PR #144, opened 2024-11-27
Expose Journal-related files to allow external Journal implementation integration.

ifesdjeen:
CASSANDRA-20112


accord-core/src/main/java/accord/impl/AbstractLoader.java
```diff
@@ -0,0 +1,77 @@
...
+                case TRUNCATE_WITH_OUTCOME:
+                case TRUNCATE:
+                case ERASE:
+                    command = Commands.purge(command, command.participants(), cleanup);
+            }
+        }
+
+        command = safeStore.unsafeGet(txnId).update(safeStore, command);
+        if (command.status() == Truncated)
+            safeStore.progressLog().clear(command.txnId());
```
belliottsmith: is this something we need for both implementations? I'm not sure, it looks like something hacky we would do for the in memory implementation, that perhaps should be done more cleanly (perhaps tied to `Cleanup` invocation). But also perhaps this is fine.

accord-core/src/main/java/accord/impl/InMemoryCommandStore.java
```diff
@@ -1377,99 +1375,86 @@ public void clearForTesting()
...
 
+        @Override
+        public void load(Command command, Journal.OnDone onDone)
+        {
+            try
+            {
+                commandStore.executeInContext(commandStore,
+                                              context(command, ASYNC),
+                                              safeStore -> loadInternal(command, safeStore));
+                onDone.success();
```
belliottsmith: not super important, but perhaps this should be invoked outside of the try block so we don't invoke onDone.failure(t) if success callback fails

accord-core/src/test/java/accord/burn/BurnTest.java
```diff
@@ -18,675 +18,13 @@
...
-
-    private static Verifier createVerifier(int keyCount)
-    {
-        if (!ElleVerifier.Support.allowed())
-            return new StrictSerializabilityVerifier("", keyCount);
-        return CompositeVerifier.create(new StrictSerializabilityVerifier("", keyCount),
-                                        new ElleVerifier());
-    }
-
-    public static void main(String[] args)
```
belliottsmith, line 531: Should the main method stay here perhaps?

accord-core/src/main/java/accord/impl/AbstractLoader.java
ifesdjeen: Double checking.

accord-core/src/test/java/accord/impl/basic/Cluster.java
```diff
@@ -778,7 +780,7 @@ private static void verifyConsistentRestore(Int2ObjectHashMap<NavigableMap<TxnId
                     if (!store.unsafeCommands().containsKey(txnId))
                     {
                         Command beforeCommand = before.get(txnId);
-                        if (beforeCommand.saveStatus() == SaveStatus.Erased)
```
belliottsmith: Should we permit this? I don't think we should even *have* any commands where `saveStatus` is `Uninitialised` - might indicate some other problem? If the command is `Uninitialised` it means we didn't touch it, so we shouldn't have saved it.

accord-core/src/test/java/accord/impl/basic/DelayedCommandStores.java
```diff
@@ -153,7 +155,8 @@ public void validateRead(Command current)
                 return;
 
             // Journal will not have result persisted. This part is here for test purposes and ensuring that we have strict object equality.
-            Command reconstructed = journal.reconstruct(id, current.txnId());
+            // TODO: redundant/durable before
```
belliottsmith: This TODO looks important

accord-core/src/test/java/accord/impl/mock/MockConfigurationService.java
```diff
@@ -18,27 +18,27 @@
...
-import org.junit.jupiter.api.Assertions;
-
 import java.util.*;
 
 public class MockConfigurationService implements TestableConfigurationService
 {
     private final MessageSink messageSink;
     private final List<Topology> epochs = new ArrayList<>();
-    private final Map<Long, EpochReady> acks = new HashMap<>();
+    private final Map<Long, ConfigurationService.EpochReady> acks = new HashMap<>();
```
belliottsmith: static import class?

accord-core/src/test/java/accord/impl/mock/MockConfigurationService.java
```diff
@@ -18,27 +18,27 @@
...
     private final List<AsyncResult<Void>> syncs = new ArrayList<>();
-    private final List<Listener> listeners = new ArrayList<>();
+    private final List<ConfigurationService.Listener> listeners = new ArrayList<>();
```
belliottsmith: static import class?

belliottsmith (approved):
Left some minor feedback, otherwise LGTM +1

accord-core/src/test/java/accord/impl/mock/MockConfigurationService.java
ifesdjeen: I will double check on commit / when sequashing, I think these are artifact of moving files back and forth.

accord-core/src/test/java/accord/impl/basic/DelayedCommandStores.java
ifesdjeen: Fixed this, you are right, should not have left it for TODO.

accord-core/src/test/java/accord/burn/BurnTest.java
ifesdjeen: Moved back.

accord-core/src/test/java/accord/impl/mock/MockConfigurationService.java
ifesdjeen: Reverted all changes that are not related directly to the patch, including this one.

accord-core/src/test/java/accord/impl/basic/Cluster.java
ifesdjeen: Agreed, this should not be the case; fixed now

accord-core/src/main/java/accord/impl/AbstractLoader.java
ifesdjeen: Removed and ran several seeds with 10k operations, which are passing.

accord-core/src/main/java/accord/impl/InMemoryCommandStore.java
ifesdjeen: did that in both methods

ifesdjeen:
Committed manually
==
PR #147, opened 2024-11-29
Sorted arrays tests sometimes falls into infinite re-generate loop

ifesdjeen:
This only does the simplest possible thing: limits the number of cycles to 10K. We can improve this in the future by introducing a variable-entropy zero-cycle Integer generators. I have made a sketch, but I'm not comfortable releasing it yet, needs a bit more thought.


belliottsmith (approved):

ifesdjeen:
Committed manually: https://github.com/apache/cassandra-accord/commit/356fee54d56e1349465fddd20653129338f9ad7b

* [Problem details] Would you count the lines of the listing above that hold the string "related" and give only the resulting number?

* [Result for this exercise] 2